(Given entries):
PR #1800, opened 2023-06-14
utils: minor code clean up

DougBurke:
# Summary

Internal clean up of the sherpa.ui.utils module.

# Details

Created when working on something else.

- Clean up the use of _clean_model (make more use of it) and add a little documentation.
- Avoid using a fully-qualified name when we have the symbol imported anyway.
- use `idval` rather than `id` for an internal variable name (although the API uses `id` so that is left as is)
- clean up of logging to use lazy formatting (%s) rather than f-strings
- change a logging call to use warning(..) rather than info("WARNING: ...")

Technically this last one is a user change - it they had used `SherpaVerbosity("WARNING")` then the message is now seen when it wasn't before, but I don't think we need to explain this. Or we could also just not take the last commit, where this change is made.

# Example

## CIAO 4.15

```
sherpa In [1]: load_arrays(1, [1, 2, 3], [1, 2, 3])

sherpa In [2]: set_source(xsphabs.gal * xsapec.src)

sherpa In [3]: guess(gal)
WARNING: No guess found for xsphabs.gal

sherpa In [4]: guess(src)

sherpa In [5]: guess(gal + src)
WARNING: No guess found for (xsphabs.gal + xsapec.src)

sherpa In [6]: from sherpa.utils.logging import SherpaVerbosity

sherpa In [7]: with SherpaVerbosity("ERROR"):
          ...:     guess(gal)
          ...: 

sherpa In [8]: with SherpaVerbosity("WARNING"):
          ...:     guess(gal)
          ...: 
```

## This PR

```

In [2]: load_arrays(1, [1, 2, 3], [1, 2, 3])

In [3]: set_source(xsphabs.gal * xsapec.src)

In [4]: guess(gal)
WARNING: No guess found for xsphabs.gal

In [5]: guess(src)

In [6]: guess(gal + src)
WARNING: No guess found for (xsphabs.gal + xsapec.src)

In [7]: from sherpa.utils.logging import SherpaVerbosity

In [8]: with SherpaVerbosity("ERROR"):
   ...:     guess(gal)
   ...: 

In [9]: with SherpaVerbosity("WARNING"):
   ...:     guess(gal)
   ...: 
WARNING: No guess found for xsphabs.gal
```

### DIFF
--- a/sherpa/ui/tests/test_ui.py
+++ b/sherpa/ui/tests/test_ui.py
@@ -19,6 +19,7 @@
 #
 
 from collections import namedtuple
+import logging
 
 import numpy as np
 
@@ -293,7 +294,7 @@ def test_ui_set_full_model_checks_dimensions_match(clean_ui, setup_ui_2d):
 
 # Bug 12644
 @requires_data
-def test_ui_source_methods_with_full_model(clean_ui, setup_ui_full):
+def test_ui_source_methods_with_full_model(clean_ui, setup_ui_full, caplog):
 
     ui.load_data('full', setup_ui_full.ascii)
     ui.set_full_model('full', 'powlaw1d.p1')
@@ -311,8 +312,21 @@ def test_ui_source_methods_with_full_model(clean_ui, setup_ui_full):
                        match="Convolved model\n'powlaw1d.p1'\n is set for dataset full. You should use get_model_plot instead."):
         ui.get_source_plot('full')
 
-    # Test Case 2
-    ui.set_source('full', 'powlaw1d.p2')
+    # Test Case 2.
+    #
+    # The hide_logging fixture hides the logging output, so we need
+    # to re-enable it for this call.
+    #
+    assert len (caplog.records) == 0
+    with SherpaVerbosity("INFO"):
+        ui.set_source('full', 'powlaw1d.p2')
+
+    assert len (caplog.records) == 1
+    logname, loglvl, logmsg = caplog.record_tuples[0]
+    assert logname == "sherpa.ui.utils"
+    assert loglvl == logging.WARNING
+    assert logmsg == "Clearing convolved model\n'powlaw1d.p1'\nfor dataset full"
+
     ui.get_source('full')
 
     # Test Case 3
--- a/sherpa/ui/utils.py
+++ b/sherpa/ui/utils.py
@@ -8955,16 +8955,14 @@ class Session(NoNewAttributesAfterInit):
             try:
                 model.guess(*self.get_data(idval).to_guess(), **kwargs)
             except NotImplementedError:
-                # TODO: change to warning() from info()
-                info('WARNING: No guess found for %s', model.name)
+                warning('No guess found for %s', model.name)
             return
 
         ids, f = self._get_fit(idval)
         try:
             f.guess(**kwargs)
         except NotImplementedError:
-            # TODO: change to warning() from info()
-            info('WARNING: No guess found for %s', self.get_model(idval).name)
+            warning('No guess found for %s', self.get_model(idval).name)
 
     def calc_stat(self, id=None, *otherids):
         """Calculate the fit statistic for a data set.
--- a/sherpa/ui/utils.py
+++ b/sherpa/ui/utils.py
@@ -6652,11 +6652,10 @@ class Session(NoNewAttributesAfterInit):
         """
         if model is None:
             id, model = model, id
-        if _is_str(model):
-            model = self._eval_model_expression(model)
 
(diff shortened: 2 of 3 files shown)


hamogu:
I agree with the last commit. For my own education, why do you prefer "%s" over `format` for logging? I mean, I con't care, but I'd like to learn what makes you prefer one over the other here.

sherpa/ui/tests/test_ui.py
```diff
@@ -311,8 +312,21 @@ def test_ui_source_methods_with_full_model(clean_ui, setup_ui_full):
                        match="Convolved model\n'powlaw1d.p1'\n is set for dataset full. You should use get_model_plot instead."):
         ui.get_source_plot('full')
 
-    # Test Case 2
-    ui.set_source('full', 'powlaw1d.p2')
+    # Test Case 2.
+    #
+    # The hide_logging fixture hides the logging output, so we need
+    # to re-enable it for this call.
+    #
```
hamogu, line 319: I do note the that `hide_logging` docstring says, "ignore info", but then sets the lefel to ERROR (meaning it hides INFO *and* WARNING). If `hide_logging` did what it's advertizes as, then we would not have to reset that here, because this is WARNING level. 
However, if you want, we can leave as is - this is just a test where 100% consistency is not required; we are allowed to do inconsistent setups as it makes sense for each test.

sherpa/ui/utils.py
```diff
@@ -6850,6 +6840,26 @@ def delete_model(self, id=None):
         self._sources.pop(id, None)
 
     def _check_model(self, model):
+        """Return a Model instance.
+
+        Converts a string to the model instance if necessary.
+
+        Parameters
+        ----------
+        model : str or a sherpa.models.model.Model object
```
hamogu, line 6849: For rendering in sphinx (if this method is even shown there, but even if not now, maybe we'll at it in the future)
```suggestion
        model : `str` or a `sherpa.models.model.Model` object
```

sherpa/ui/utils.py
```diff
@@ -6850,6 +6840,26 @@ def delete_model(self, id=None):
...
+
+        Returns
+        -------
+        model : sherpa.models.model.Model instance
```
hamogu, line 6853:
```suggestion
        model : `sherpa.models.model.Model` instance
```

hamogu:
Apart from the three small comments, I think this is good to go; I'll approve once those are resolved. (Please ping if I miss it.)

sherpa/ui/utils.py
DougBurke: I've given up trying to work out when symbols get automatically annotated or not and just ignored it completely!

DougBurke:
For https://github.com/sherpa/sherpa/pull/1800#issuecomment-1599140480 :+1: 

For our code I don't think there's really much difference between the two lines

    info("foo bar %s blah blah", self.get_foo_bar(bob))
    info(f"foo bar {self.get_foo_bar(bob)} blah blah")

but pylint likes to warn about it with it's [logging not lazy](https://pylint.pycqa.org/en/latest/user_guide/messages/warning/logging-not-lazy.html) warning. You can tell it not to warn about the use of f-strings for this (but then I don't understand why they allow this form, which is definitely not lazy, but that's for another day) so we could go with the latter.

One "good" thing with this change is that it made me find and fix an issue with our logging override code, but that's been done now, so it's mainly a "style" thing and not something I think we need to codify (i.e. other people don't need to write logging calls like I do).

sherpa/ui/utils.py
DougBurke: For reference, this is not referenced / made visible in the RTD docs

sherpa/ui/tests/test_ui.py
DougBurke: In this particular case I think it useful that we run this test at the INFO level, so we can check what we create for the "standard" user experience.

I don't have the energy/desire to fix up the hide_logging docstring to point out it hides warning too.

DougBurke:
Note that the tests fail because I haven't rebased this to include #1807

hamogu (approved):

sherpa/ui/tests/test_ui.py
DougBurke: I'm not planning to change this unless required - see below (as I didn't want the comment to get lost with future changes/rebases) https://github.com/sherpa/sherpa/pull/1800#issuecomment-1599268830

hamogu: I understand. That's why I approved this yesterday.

(Instructions to follow): Show all lines in the entries above where the word "Session" appears.

(Answer):
@@ -8955,16 +8955,14 @@ class Session(NoNewAttributesAfterInit):
@@ -6652,11 +6652,10 @@ class Session(NoNewAttributesAfterInit):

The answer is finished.